Time 2h10m Yield 4 pizzas Number Of Ingredients 13 Steps:

Heat a medium pot over medium heat. Add the pepperoni and oil and saute until the fat renders out and the pepperoni is slightly caramelized, about 10 minutes. Add the Italian seasoning and garlic and saute until fragrant, about 10 seconds. Add the crushed tomatoes and salt and pepper to taste; stir and simmer for about 15 minutes. Let cool completely. Preheat the oven to 400 degrees F with a rack in a lower position. Spray the insides of four ovenproof bowls or crocks with plenty of cooking spray. Shingle 6 to 8 slices cheese inside each bowl so the bottoms touch. This creates the coveted cheese bowl effect. Place 3 to 4 mushrooms on top of the cheese. Then ladle about 1/2 cup COOLED pepperoni sauce over the mushrooms. Split the dough into 4 equal portions and roll each portion out on a lightly floured surface into 6- to 8-inch rounds. (You will want a 1-inch overhang over the side of the bowl.) Drape a round of dough on top of each bowl. Spray your fingertips with cooking spray and slide them around the outside edges of the bowls so that the pizzas will slide out easily after baking.
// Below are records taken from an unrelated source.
PR #18, opened 2021-03-18
NTBS-NONE Use per-developer databases

benjimarshall:
### Description
Update the README, add support for a per-developer publishing script in the `.sqlproj` file, and ignore this script in source control.

### Testing
No formal testing required, though this is based on me going through the process of setting up a new reporting database with Nancy.

### DIFF
--- a/README.md
+++ b/README.md
@@ -19,7 +19,10 @@ To make a new copy of the reporting database, do the following:
     1. In the pop-up window, next to the `Target database connection` select `Edit...`, and enter the password for the `sqlAdmin` user - this can be found in the `ntbs-ops-dbs-credentials` secret in Azure. (If you also check `Remember password` then you do not need to repeat this step in future).
     2. Click `Generate Script`. Review the SQL script that is generated, and confirm that it is reflective of your changes. In this case, it should be creating all of the tables, and adding all of the functions and stored procedures.
     3. When you are happy with this script, double click on the xml file again and then click `Publish` in the dialog box that pops up. This will generate the same script again, and then run it on the SQL server, creating your new database in the process.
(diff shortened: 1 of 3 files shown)


README.md
```diff
@@ -1,31 +1,36 @@
...
+3. Publish this database, by double clicking on the xml file in the VS Solution explorer:
+    1. In the pop-up window, next to the `Target database connection` select `Edit...`, and enter the password for the `sqlAdmin` user - this can be found in the `ntbs-ops-dbs-credentials` secret in Azure. (If you also check `Remember password` then you do not need to repeat this step in future).
+    2. Click `Generate Script`. Review the SQL script that is generated, and confirm that it is reflective of your changes. In this case, it should be creating all of the tables, and adding all of the functions and stored procedures.
+    3. When you are happy with this script, double click on the xml file again and then click `Publish` in the dialog box that pops up. This will generate the same script again, and then run it on the SQL server, creating your new database in the process.
+4. To populate the database, first run `uspPopulateCalendarTable`, and then run `uspGenerate`. This database is now ready for use.
```
aptemus, line 22: You also need to run the script which can be found here: https://github.com/publichealthengland/ntbs-reporting/blob/master/source/Scripts/PopulateFeatureFlags.sql  specifying the right values for your environment (for development this will always be 1, 1, 1

aptemus (changes requested):
One minor update to the README @benjimarshall and I suspect I haven't mentioned you need to do that in your development database, sorry about that.

README.md
benjimarshall: I think we did do this, but I then forgot about it. Sorry about that! Added in now

JoshCadney (approved):
Looks good :-)

PR #19, opened 2021-03-18
NTBS-1664 Use TreatmentRegimen in ReusableNotification

benjimarshall:
### Description
* Use `TreatmentRegimen` in the format found in NTBS in the `ReusableNotification` table, instead of the `ShortCourse/MDRTreatment` style as found in ETS. Make the same changes in `ReusableNotification_ETS`.
* Add `uspGenerateReusableNotificationTreatmentRegimen_ETS` to convert ETS-style treatment regimen in NTBS-style, to go into `ReusableNotification_ETS` and then `ReusableNotification`.
* Update `uspMoveRecordsToLegacyExtract` to not get the now-removed `ShortCourse/MDRTreatment` fields from `ReusableNotification`, populate instead with blank placeholders.
* Move the `uspGenerateReusableNotificationTreatmentRegimen` procedure to `uspUpdateLegacyTreatmentRegimen`: it converts NTBS-style `TreatmentRegimen` to ETS-style. Use this to add treatment regimens for NTBS notifications to the `LegacyExtract`.
* Remove `uspReusableNotification` now that the `ReusableNotification` schema has changed, it was used in now unsupported SSRS reports. Similarly, remove references to `ShortCourse/MDRTreatment` in `ufnAuthorizedReusableNotification`, another function used for deprecated SSRS reports.

### Testing
Checked data is being correctly copied from NTBS into the reusable notification, and same for ETS. Checked that LegacyExtract changes have done the expected thing as well, using test data in Azure.


JoshCadney (approved):

source/dbo/Stored Procedures/Reusable Notification/uspGenerateReusableNotification.sql
```diff
@@ -266,34 +265,33 @@ BEGIN TRY
...
 			--treatment details
-			,dbo.ufnYesNo(cd.IsPostMortem)					AS 'PostMortemDiagnosis' 
-			,dbo.ufnYesNo(cd.DidNotStartTreatment)			AS 'DidNotStartTreatment' 
+			,dbo.ufnYesNo(cd.IsPostMortem)					AS 'PostMortemDiagnosis'
+			,dbo.ufnYesNo(cd.DidNotStartTreatment)			AS 'DidNotStartTreatment'
 			--next two fields set in separate function later on
-			,NULL						                    AS 'ShortCourse' 
-			,NULL							                AS 'MdrTreatment' 
-			,cd.MDRTreatmentStartDate						AS 'MdrTreatmentDate' 
+			,cd.TreatmentRegimen							AS 'TreatmentRegimen'
```
aptemus, line 293: This needs to be converted from the 'code' held in clinical details to a user-readable string, e.g. StandardTherapy to Standard therapy, MdrTreatment to 'RR/MDR/XDR treatment'

source/dbo/Stored Procedures/Reusable Notification/uspGenerateReusableNotificationTreatmentRegimen_ETS.sql
```diff
@@ -0,0 +1,43 @@
...
+		Other
+**************************************************************************************************/
+
+
+CREATE PROCEDURE [dbo].[uspGenerateReusableNotificationTreatmentRegimen_ETS]
+
+AS
+
+	UPDATE dbo.ReusableNotification_ETS
+		SET TreatmentRegimen = 'StandardTherapy'
```
aptemus, line 20: As comment above - this needs to output proper phrases, not the 'code' values used in the application.  Unfortunately this enum is held in code only and doesn't live in the ReferenceData schema in NTBS, where we could grab the description from the code. What I've done for other similar issues in the reporting database is create a lookup table which will need to be maintained in sync with the code, e.g. https://github.com/publichealthengland/ntbs-reporting/blob/master/source/dbo/Tables/Reusable%20Notification/OutcomeLookup.sql

aptemus (commented):
@benjimarshall I'm not completely sure why I got a review request now but there are some further updates needed before I can QA.  This problem of shared lookup values is one we encounter every now and then, for such a short list I don't think it's worth revisiting the NTBS implementation of the list purely in code.

PR #21, opened 2021-03-22
NTBS-1664 Use treatment regimen descriptions, not codes

benjimarshall:
## Description

A change missed from #19 review before it was merged into `master`.

Use textual descriptions `('Standard treatment', 'RR/MDR/XDR treatment', 'Other')` instead of codes `('StandardTreatment', 'MdrTreatment', 'Other')` in the new `ReusableNotification.TreatmentRegimen` column.

Add a `TreatmentRegimen` lookup table to convert between the two formats.

## Testing
Published to my Azure dev database, results the same as last time just now encoded correctly. This has not been deployed to any other DB.

### DIFF
--- a/source/dbo/Stored Procedures/Reusable Notification/uspGenerateReusableNotificationTreatmentRegimen_ETS.sql
+++ b/source/dbo/Stored Procedures/Reusable Notification/uspGenerateReusableNotificationTreatmentRegimen_ETS.sql
@@ -16,8 +16,22 @@ CREATE PROCEDURE [dbo].[uspGenerateReusableNotificationTreatmentRegimen_ETS]
 
 AS
 
+	DECLARE @StandardTreatment NVARCHAR(30), @MdrTreatment NVARCHAR(30), @OtherTreatment NVARCHAR(30)
+
+	SELECT @StandardTreatment = TreatmentRegimenDescription
+	FROM TreatmentRegimenLookup
+	WHERE TreatmentRegimenCode = 'StandardTherapy'
+
+	SELECT @MdrTreatment = TreatmentRegimenDescription
+	FROM TreatmentRegimenLookup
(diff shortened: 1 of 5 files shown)


source/dbo/Stored Procedures/Reusable Notification/uspGenerateReusableNotificationTreatmentRegimen_ETS.sql
```diff
@@ -17,15 +17,15 @@ CREATE PROCEDURE [dbo].[uspGenerateReusableNotificationTreatmentRegimen_ETS]
 AS
 
 	UPDATE dbo.ReusableNotification_ETS
-		SET TreatmentRegimen = 'StandardTherapy'
+		SET TreatmentRegimen = 'Standard therapy'
```
aptemus, line 20: I would use the lookup table here as well, just so it is a little bit more maintainable, even if all you do is declare 3 variables at the beginning, one containing one SELECT from the lookup table.

aptemus (changes requested):
@benjimarshall one minor suggestion. Plus you could have used a view, rather than a table, to avoid having to repopulate it in uspSeed. Equally there's nothing wrong with the way you've done it, and it will run faster.

source/dbo/Stored Procedures/Reusable Notification/uspGenerateReusableNotificationTreatmentRegimen_ETS.sql
benjimarshall: Yeah I was mainly following the `OutcomeLookup` table's pattern but I think both view or table would have worked fine. I've gone for the local variable approach as you suggested

JoshCadney (approved):
Looks good :-)

PR #23, opened 2021-03-25
NTBS-1664 Check for nulls when setting treatment regimen

benjimarshall:
### Description
When checking whether an ETS planned treatment is not equal to 1 (eg. `ShortCourseTreatment <> 1`), this condition also needs to return return if the value is `NULL`. Do this using `COALESCE` expressions.

### Testing
Tested on my Azure dev DB, found examples of this issue (eg. `EtsId = 142466`) and checked they no longer are present after the change. I've not deployed this anywhere else.


aptemus (approved):
Good idea, normally I use COALESCE for everything but I was thinking here of an OR IS NULL but this is neater.

PR #24, opened 2021-03-29
NTBS-1664: Fix references to deleted properties in reusable notification

LeoCie:
I was unable to publish a fresh reporting database. Me and Josh found that there are a lot of references to the reusable notification properties in functions/stored procedures which all have to be changed if the reusable notification changes.
We think the issue didn't stop Benji from publishing as the effected areas weren't changed so weren't run again when he re-published.


JoshCadney:
In Benji's previous PR he alluded to the fact that some of these functions/stored procedures are now redundant. So the question is: can we remove any of them entirely? It would certainly give us less to worry about in the upcoming changes to the `ReusableNotification`.

aptemus:
> In Benji's previous PR he alluded to the fact that some of these functions/stored procedures are now redundant. So the question is: can we remove any of them entirely? It would certainly give us less to worry about in the upcoming changes to the `ReusableNotification`.

@JoshCadney - yes, all of the affected SPs are only applicable to SSRS and won't carry through to our Power BI solution.

LeoCie:
This pull request is now redundant as we are removing all now-unused code in NTBS-2200: https://github.com/publichealthengland/ntbs-reporting/pull/28

PR #25, opened 2021-03-30
NTBS-2179: Add columns to reusable notification

LeoCie:
Added Lat, Long and ClusterId to reusable notification. Adding these meant that references to clusterId no longer need to be gotten from joins, so to be able to build this (without ambiguous reference errors) I removed those joins.

### DIFF
--- a/source/dbo/Stored Procedures/Reusable Notification/uspGenerateReusableNotification.sql
+++ b/source/dbo/Stored Procedures/Reusable Notification/uspGenerateReusableNotification.sql
@@ -144,7 +144,10 @@ BEGIN TRY
 			  ,[QUIN]
 			  ,[MDR]
 			  ,[XDR]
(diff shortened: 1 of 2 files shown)


JoshCadney (commented):
It's not quite clear how this relates to your other open PR. If we haven't yet removed the other reports then we need to update them to prevent the same errors you were seeing yesterday. And even if we remove the reports, do we still need the `ReusableNotificationType`?

LeoCie:
> It's not quite clear how this relates to your other open PR. If we haven't yet removed the other reports then we need to update them to prevent the same errors you were seeing yesterday. And even if we remove the reports, do we still need the `ReusableNotificationType`?

All code that would have needed to be changed (the other report code) has now been removed in https://github.com/publichealthengland/ntbs-reporting/pull/28.

JoshCadney (approved):

PR #28, opened 2021-03-31
NTBS-2200: remove code which was used only for SSRS operational reporting

aptemus:
I have removed all of the code which was used only to pull data from the database to display it on the SSRS reports.  There is one exception to this - the SSRS reports in the data migration folder will still remain.  (I also haven't yet removed the RDL files from the `sql_clients` folder as they aren't breaking anything).

What is left is the code which generates the content of reports or performs other functions like creating the `LabSpecimen` table.  I have left in the `uspGenerate[report]` SPs which generate the basic numbers used to calculate the aggregate figures for reports like Culture & Resistance; we will still need something like this for Power BI, albeit probably not quite the same.

I have not yet attempted to reorganise the folders as different groupings probably make sense for the future, but that will come next.

I've tested this in my own database, publishing the code to it brand new to make sure no dependencies got missed.  There is one outstanding question about `[uspNTSReportLabMappings]`, which is referring to an SP `[uspGetAuthenticatedLoginGroups]` which was renamed long ago, so I am assuming this code is probably redundant but belongs to Adil.  We can discuss this with him when he gets back and restore it if need be.

I ran `uspGenerate`, `uspLabSpecimen` and `uspPopulateForestExtract` which should exercise nearly all of the code in the database; all completed without errors.  I have not tested `uspUpdateNotificationClusterMatchWithForestClusterData` as this is called from an SSIS package so only Adil can do it, but no code near it has changed.

I've gone through and tidied up a load of typos which were really annoying me and also not helpful when trying to use the build process to spot warnings.  All the warnings that remain are where we're making calls to the master db for which we don't have a DACPAC.

I commented out `sp_generate_merge` as I have no idea whether we need it any more and it also generates a load of warnings.


benjimarshall (approved):
Looks good!

LeoCie (approved):

PR #29, opened 2021-04-07
NTBS-2125: Add release version table and use in footer

LeoCie:
Now add release version and date to the footer used for reports. 
This PR is linked to https://github.com/publichealthengland/ntbs_Beta/pull/1167


aptemus (commented):
@LeoCie so the bit that's missing is how to actually set the release version.  I think may also be a problem for the application as well, although a different one!

I think for the reporting database, I would have uspSeed populate the Release Version table.  When we want to change the release version, we update uspSeed with the new details.  Does that make sense?  For both the application and the reporting service, we need to decide what our current release version is, so we can start displaying it (maybe something like 'Pre-release', it doesn't have to be a number?)

JoshCadney (approved):
Looks good :-)

PR #30, opened 2021-04-07
NTBS-2188 Improve uspSeed

benjimarshall:
### Changes
* Update README: NTBS-2188 specimen matching changes in publichealthengland/ntbs-specimen-matching#5
* Run `uspPopulateCalendarTable` from `uspSeed` (but only do this during its first run)
* Run code based on `PopulateFeatureFlags.sql` script during initial DB setup from `uspSeed`
* Remove `PopulateFeatureFlags.sql` because it has been inlined into `uspSeed`

This means the entire DB can be set up just by running `uspGenerate`.

### Testing
Tested both acceptance criteria on local DBs: that the calendar table and feature flags are not modified if there already exists records in those tables, and that I can create a new reporting DB and it successfully runs `uspGenerate`, populating the calendar and feature flag tables.

### DIFF
--- a/README.md
+++ b/README.md
@@ -41,13 +41,11 @@ Steps:
 1. If the instance of SQL Server that you are using is not at `localhost` then update the `Data Source` in the `TargetConnectionString`.
 1. Double-click on this config in the `Solution Explorer` panel in Visual Studio to publish the codebase. This will build the relevant views and set up the relevant tables.
 1. To populate the database, do the following:
-    1. Run the stored procedure `uspSeed` in the specimen matching database.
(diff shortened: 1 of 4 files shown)


aptemus (approved):
@benjimarshall looks good, only question is whether you want to rename uspSeed under this ticket or if we want a separate one to go through and sort this out - it feels like it might be a rather volatile time to do it right now.

benjimarshall:
@aptemus considering that the migration DB has a `uspSeed` that needs renaming, and this ticket doesn't touch that DB, perhaps we could rename that one and the one in this reporting DB in the same new ticket?

PR #31, opened 2021-04-12
Major overhaul of reusable notification structure for Power BI

aptemus:
I have 'replaced' the ReusableNotification table with four tables:
* RecordRegister - the primary table which will have row level security applied to it in Power BI
* Record_PersonalDetails - for those personal details which will be masked in the Cluster Report
* Record_CaseData - for the remaining fields (i.e. most of them) from ReusableNotification
* Record_LegacyExtract - for the fields that only appear in the legacy extract

This code makes some use of the existing code in uspGenerateReusableNotification and so there are places where it is inconsistently applying '' to an empty field rather than NULL.  Following this code review, my plan would be to remove the ReusableNotification table completely and replace it with a view with the same name and content. This gives us backwards compatibility for a period of time whilst we untangle the other dependences on the reporting database, particularly the views which will be moving to the specimen matching database.

The view would have to present mocked-up values for the fields at the end of the table: 
       [CulturePositive]
      ,[Species]
      ,[EarliestSpecimenDate]
      ,[DrugResistanceProfile]
      ,[INH]
      ,[RIF]
      ,[EMB]
      ,[PZA]
      ,[AMINO]
      ,[QUIN]
      ,[MDR]
      ,[XDR]
as these will be calculated in the specimen matching database under NTBS-2227.

I have tested this by comparing the records with the ReusableNotification table in `test`. There are still some very minor discrepancies but by and large the two sources match.  I will attached the SQL statement I've used to compare both to the Jira ticket.

I have tested this against live data and it performs the whole job in under 20 seconds.   At this stage, I don't think an exhaustive comparison of each row of the two tables will be that useful, as the new line list will be slightly different from the old one. It includes new fields which are NTBS-specific.

I have started comparison testing this against the Legacy Extract as well but that is proving more difficult with more discrepancies to chase down.  However, as we have no dependencies on this in the same way, I wanted to submit the code for review before I did any more without any eyes on it.

I haven't asked Adil to be a code reviewer, I've shown him the basic structure of it, but this way he can do QA.


source/dbo/Stored Procedures/Power BI Reporting/uspUpdateRecordPostcode.sql
```diff
@@ -0,0 +1,42 @@
+﻿/*
+	This procedure creates a cleaned postcode from the value supplied from the notification system (ETS or NTBS)
+	Provided the postcode matches the format and length of a UK postcode, this will insert a single space 3 characters from
+	the left hand side of the string
```
JoshCadney, line 4: I think the stored procedure is correct, but the comment should say "from the right hand side of the string"

source/dbo/Stored Procedures/Power BI Reporting/uspPopulateLookupTables.sql
```diff
@@ -0,0 +1,31 @@
...
+AS
+BEGIN TRY
+	TRUNCATE TABLE [dbo].[DOTLookup]
+	INSERT INTO [dbo].[DOTLookup](SystemValue, DOTOffered, DOTReceived)
+	VALUES
+	--ETS values
+	('1', 'Yes', 'DOT received'),
+	('0', NULL, NULL),
+	('2', 'Unknown', 'Unknown'),
+	--NTBS values - IsDotOffered doesn't require translation for the reporting service
```
JoshCadney, line 20: If DotOffered is not needed for reporting, then why do we need to include it for the ETS values?

JoshCadney (changes requested):
I haven't been through every line of this but it generally looks good :-)

Only a couple of minor comments

source/dbo/Stored Procedures/Power BI Reporting/uspPopulateLookupTables.sql
aptemus: @JoshCadney IsDotOffered doesn't require _translation_ for the reporting service; the values are stored as 'Yes', 'No' and 'Unknown' so there's no need to look them up to Yes, No and Unknown.

JoshCadney: Oh, I see - thanks!

JoshCadney (approved):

Gently pull down and press the dough around the edges to create a seal. (There’s no need to vent or dock it.) Place the bowls on a sheet pan. Bake until the crust is just SLIGHTLY golden, about 15 minutes. Let cool 5 minutes, then brush the tops with melted butter to make that crust shiny! Very gently and carefully turn over a bowl into an individual bowl or plate. Take the handle end of your fork and swipe around the inside of the crust rim to help loosen and separate it from the bowl. Lift the bowl away and witness the miracle of this cheesy behemoth. Top with some giardiniera, if you like. Repeat with the remaining pot pies.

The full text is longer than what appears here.